# Task goal
Once the line containing "here, are pointed" is found in the entries below, reproduce it and every line after it, stopping at and including the line containing "returned as string."; reproduce nothing else, and keep each line exact.

Records from a dataset:
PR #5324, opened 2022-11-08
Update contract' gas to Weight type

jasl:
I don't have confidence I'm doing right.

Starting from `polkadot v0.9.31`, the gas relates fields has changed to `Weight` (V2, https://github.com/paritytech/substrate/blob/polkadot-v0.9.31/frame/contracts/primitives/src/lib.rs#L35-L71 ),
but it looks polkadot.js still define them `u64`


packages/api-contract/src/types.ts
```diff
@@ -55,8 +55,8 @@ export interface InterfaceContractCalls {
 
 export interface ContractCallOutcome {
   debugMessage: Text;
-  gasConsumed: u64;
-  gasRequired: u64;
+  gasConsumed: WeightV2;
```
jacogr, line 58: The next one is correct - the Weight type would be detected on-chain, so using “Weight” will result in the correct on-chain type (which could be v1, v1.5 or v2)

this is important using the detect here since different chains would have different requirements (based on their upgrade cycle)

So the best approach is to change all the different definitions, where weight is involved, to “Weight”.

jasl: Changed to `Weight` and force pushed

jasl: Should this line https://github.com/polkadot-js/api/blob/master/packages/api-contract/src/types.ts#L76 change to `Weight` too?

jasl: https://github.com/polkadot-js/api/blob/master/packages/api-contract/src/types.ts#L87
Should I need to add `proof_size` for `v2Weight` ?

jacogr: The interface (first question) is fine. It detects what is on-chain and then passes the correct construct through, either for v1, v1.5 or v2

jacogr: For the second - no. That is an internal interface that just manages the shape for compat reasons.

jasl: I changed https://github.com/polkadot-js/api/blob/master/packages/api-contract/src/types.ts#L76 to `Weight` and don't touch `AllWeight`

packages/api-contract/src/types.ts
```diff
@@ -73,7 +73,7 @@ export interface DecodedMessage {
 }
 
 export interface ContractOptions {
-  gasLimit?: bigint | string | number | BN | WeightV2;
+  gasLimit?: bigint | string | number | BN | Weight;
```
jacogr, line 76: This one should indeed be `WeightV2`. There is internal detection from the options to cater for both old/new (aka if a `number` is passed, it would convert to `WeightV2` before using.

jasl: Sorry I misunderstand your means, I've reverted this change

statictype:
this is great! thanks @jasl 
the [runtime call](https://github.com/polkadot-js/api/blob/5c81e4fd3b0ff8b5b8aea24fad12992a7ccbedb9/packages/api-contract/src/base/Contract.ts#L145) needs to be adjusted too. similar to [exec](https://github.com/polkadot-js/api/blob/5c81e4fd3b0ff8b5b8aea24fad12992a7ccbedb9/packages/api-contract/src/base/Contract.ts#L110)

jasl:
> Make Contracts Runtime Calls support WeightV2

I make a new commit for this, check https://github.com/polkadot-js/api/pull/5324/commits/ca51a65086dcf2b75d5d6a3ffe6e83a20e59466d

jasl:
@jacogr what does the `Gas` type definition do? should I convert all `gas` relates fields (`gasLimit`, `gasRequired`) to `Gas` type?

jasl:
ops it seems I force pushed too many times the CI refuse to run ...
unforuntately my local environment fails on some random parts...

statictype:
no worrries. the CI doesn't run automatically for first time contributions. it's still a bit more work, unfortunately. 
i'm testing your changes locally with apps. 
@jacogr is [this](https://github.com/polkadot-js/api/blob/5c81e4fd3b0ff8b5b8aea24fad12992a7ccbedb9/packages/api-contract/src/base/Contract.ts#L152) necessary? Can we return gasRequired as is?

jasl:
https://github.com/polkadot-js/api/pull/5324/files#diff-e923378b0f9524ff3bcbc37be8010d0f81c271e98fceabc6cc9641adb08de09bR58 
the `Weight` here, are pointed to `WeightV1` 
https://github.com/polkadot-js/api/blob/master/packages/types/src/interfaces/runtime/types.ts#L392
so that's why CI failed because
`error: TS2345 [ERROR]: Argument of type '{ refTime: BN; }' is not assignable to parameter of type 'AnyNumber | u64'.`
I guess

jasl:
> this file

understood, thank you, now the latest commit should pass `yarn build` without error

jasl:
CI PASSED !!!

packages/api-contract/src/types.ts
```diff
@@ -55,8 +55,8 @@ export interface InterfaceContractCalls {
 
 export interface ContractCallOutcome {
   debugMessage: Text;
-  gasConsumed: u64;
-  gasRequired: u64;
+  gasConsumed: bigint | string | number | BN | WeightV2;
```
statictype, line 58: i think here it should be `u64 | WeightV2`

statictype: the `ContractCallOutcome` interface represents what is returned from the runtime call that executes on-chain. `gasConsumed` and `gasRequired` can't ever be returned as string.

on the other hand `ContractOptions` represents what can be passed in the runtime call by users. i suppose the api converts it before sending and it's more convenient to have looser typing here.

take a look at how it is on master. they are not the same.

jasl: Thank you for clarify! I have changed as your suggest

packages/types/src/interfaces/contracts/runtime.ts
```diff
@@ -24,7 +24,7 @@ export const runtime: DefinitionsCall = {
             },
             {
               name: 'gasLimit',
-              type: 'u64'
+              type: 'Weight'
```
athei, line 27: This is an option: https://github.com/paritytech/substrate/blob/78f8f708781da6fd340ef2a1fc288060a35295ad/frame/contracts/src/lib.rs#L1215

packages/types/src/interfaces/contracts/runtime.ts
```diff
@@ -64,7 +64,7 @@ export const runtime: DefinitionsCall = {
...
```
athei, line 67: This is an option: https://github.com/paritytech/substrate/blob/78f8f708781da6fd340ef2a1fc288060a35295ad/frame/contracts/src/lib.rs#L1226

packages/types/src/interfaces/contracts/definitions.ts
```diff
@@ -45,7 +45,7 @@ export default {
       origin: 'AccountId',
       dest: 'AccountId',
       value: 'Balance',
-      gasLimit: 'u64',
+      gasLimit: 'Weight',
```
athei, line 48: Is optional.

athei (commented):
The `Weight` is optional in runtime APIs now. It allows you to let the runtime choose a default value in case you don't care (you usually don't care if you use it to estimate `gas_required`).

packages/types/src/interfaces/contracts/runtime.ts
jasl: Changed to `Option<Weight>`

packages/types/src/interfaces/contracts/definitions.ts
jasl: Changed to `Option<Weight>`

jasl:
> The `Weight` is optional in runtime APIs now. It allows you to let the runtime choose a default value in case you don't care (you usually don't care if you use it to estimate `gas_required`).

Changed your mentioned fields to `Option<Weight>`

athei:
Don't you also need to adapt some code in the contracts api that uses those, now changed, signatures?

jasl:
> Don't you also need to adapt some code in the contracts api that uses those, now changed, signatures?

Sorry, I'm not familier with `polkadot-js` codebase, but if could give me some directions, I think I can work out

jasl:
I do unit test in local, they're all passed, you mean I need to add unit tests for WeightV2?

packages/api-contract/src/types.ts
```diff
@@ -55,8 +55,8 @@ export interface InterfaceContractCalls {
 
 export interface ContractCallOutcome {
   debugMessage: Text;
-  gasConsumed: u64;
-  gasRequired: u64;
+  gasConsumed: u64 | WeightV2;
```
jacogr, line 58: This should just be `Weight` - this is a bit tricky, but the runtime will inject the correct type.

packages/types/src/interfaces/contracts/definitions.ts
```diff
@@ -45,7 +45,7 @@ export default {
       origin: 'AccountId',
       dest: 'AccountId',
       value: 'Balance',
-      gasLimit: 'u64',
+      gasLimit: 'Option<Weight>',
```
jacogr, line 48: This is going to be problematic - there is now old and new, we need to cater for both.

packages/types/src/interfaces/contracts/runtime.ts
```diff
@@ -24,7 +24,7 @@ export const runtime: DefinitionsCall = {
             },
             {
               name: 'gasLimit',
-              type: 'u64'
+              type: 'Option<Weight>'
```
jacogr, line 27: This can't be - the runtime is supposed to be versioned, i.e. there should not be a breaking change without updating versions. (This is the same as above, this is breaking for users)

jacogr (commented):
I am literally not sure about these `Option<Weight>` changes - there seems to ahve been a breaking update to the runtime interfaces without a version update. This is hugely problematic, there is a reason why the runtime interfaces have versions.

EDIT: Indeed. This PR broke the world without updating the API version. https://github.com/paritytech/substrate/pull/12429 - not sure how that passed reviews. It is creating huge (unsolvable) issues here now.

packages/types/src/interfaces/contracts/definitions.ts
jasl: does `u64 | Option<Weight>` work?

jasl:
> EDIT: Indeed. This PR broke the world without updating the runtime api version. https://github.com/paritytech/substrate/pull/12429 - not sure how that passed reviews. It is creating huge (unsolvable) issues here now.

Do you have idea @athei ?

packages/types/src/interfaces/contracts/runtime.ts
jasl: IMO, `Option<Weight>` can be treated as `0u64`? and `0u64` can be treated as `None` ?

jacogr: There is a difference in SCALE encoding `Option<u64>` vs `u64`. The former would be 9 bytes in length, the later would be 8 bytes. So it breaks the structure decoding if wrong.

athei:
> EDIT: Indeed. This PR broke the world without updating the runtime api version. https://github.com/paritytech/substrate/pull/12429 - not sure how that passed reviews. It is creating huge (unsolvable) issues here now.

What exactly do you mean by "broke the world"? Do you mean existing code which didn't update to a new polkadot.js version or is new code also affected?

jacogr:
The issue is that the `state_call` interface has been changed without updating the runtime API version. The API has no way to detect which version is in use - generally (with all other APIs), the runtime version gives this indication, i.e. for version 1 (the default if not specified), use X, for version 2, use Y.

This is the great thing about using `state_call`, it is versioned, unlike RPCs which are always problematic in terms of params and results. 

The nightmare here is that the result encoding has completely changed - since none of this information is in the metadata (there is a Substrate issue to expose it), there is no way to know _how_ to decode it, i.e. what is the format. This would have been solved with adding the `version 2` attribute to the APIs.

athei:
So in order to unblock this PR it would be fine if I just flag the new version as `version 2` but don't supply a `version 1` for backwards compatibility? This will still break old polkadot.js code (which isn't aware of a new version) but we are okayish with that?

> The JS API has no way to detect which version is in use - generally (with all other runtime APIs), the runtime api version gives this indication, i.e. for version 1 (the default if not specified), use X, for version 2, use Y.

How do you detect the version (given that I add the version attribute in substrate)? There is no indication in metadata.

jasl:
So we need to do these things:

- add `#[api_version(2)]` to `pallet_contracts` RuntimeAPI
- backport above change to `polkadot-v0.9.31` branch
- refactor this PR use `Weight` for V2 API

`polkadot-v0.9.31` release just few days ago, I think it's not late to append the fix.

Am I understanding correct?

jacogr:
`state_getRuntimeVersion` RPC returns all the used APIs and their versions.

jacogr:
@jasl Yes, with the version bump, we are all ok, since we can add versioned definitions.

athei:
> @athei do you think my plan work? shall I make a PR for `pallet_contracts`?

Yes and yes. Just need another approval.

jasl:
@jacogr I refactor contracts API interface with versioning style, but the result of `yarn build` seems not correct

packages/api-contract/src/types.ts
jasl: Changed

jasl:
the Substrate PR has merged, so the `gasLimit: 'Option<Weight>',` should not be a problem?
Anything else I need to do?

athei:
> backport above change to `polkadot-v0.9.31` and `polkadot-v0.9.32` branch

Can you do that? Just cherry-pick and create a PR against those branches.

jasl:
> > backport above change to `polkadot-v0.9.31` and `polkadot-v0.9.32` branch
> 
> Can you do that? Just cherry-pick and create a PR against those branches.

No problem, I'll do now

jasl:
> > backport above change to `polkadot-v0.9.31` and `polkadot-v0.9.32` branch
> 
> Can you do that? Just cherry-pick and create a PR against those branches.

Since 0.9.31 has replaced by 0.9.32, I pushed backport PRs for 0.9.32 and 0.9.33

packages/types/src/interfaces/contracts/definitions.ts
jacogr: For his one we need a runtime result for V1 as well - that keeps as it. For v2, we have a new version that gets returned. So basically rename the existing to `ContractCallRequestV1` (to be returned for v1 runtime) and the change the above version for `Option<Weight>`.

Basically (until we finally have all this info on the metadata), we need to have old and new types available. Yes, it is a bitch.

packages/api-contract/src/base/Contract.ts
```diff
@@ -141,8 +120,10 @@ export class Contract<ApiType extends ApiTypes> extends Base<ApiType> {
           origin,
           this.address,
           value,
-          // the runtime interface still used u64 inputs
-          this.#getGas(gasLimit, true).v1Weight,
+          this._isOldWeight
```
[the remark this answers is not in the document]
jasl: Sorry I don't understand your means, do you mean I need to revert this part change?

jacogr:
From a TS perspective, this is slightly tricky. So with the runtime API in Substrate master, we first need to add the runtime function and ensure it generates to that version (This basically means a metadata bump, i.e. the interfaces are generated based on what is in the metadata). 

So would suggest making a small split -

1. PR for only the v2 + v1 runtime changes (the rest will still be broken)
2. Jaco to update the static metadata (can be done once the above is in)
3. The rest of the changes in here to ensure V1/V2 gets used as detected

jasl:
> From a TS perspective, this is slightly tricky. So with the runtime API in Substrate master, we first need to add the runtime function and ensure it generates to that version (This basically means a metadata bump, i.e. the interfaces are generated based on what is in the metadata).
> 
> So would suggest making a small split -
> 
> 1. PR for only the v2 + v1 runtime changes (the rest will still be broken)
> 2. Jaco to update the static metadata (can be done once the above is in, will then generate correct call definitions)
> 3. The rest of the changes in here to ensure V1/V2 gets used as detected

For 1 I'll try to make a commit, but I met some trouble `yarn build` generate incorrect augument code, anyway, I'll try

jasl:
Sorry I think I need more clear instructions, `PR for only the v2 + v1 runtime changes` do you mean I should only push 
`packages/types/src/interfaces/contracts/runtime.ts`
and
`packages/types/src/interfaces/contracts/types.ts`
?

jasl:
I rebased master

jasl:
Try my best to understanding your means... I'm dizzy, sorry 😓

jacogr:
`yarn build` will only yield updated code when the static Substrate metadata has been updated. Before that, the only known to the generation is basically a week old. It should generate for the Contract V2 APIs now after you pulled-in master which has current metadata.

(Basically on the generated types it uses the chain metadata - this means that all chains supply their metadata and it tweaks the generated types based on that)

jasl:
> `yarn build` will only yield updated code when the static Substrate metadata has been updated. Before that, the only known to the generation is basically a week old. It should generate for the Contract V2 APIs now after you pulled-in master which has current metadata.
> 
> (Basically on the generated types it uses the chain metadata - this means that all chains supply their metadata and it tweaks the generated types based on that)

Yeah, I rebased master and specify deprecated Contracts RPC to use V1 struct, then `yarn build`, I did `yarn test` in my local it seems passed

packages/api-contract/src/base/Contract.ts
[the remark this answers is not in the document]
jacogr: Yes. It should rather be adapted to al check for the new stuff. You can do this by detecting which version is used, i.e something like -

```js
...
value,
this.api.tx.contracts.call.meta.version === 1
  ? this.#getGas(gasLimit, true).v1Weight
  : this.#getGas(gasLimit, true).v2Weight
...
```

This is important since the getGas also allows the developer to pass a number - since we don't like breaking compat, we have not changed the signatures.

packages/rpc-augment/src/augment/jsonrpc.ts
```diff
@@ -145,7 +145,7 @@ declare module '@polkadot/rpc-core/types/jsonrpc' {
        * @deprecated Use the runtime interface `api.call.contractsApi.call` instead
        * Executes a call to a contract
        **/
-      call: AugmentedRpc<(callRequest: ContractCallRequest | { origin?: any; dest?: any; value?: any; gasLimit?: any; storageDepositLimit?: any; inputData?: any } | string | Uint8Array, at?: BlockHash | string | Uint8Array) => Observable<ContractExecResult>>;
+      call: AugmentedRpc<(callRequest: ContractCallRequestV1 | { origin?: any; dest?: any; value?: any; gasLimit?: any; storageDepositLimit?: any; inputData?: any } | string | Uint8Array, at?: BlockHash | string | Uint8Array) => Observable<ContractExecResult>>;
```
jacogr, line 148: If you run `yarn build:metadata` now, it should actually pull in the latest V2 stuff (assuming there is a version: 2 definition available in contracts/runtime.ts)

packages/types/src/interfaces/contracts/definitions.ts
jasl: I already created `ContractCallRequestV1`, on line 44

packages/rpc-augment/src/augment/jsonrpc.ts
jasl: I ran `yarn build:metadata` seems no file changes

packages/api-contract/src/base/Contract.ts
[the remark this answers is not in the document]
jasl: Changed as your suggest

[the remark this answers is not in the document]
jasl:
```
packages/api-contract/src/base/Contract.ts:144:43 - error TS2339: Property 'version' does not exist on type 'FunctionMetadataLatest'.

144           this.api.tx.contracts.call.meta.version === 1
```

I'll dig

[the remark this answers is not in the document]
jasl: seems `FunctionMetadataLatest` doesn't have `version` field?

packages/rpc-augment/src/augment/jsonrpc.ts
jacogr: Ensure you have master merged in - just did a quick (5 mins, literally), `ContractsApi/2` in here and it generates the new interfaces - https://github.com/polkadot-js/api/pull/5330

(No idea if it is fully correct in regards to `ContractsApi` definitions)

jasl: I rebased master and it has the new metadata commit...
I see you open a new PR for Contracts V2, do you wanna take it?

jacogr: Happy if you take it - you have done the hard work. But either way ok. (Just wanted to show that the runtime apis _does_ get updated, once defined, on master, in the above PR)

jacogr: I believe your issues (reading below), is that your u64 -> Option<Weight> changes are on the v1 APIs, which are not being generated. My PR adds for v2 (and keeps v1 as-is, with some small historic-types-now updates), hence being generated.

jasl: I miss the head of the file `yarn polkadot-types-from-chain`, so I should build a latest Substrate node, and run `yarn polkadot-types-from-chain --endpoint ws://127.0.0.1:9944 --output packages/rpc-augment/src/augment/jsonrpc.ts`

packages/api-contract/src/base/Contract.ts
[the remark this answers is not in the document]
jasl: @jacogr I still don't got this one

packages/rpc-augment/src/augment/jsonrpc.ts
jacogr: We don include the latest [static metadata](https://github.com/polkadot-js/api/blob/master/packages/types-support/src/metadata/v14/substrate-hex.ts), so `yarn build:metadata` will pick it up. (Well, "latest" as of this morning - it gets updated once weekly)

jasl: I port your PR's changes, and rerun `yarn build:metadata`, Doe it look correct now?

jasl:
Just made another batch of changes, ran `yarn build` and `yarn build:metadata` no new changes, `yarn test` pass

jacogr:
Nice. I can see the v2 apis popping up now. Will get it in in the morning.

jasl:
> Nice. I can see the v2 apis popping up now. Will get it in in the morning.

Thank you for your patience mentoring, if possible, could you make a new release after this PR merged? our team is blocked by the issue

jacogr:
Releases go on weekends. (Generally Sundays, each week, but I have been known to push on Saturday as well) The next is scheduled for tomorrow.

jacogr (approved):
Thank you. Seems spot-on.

# Task response
the `Weight` here, are pointed to `WeightV1` 
https://github.com/polkadot-js/api/blob/master/packages/types/src/interfaces/runtime/types.ts#L392
so that's why CI failed because
`error: TS2345 [ERROR]: Argument of type '{ refTime: BN; }' is not assignable to parameter of type 'AnyNumber | u64'.`
I guess

jasl:
> this file

understood, thank you, now the latest commit should pass `yarn build` without error

jasl:
CI PASSED !!!

packages/api-contract/src/types.ts
```diff
@@ -55,8 +55,8 @@ export interface InterfaceContractCalls {
 
 export interface ContractCallOutcome {
   debugMessage: Text;
-  gasConsumed: u64;
-  gasRequired: u64;
+  gasConsumed: bigint | string | number | BN | WeightV2;
```
statictype, line 58: i think here it should be `u64 | WeightV2`

statictype: the `ContractCallOutcome` interface represents what is returned from the runtime call that executes on-chain. `gasConsumed` and `gasRequired` can't ever be returned as string.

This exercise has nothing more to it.